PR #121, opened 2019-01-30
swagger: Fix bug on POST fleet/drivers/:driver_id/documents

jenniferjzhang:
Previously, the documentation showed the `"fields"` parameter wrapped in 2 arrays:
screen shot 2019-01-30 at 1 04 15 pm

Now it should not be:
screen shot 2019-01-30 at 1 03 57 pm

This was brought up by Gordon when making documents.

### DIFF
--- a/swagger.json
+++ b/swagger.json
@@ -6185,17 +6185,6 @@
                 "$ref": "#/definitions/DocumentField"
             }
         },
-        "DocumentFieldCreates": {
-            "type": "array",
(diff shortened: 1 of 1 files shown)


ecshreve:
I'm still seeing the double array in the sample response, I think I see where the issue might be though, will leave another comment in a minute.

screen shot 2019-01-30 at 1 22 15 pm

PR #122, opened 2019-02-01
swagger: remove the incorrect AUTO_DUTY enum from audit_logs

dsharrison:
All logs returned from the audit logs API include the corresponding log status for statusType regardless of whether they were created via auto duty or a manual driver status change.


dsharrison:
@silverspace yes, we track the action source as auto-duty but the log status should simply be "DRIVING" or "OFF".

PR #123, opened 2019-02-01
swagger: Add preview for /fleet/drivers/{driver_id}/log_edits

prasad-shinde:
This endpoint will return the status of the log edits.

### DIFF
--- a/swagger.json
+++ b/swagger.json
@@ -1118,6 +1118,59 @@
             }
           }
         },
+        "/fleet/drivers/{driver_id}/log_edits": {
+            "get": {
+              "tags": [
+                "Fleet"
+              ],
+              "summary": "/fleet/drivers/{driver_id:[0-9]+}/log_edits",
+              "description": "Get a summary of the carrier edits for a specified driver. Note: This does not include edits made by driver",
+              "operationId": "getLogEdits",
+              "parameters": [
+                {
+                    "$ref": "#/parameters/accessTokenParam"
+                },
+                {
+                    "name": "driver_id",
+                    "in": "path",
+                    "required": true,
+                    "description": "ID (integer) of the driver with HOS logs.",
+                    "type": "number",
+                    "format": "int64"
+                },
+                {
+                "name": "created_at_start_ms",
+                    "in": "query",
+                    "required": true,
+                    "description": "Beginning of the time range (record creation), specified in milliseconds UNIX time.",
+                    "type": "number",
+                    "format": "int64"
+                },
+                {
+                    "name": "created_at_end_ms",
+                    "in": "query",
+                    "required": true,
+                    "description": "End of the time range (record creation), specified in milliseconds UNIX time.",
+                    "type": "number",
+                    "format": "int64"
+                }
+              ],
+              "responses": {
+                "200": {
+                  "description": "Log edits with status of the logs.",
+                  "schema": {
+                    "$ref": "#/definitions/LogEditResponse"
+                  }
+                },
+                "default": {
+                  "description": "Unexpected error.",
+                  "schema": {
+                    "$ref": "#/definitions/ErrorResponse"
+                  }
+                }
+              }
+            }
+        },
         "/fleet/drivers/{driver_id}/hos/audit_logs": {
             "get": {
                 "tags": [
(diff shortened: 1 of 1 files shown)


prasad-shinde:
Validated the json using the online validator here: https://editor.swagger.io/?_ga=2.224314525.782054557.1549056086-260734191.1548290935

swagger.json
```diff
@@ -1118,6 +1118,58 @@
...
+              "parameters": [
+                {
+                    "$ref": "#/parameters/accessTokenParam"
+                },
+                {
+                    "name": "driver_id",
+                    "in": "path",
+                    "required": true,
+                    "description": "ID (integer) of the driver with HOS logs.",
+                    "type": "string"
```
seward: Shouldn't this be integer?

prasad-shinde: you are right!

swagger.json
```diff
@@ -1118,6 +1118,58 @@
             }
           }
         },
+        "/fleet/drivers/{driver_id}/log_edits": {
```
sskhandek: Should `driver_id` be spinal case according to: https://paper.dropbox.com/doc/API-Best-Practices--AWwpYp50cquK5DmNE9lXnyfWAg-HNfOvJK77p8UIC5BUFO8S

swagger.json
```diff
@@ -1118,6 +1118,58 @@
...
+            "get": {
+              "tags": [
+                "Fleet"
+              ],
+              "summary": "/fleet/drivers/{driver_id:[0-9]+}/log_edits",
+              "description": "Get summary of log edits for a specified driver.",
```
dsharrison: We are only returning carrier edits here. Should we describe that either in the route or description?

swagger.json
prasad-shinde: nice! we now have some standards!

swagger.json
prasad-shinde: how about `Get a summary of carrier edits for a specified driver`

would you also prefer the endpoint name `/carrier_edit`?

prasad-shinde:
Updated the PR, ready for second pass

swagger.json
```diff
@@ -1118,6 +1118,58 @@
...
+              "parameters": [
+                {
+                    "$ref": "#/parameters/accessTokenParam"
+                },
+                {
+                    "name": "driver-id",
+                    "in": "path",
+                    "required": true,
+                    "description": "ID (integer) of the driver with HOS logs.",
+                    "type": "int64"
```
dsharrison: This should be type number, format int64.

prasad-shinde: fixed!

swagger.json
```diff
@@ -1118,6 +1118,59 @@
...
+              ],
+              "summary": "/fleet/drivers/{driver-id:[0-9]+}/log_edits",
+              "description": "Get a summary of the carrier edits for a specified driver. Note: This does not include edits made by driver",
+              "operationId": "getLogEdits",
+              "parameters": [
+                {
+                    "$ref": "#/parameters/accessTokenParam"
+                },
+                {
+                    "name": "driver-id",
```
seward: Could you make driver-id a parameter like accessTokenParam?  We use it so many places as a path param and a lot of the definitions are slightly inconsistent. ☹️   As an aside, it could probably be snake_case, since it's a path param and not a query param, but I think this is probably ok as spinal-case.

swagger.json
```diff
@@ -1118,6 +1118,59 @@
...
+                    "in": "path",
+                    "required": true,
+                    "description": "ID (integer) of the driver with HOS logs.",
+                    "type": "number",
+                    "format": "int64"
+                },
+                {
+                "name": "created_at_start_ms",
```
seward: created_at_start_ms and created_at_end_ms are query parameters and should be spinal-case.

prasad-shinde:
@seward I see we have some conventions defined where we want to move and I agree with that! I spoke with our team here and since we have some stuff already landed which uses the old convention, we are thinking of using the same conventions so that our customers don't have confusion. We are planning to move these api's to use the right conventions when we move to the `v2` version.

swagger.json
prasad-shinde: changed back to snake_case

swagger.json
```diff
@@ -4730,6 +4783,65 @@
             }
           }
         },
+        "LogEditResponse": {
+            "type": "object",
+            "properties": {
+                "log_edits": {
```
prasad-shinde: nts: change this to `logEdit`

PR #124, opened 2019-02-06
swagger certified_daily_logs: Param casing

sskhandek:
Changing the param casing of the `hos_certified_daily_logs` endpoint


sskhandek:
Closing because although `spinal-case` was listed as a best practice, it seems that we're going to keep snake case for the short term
==================================================
**WHAT TO PRODUCE:**
The answer must hold only the lines from the first line of the data through the line bearing "screen shot 2019-01-30 at 1 22 15 pm", returned exactly.

**RESPONSE TO THE EXERCISE:**
PR #121, opened 2019-01-30
swagger: Fix bug on POST fleet/drivers/:driver_id/documents

jenniferjzhang:
Previously, the documentation showed the `"fields"` parameter wrapped in 2 arrays:
screen shot 2019-01-30 at 1 04 15 pm

Now it should not be:
screen shot 2019-01-30 at 1 03 57 pm

This was brought up by Gordon when making documents.

### DIFF
--- a/swagger.json
+++ b/swagger.json
@@ -6185,17 +6185,6 @@
                 "$ref": "#/definitions/DocumentField"
             }
         },
-        "DocumentFieldCreates": {
-            "type": "array",
(diff shortened: 1 of 1 files shown)


ecshreve:
I'm still seeing the double array in the sample response, I think I see where the issue might be though, will leave another comment in a minute.

screen shot 2019-01-30 at 1 22 15 pm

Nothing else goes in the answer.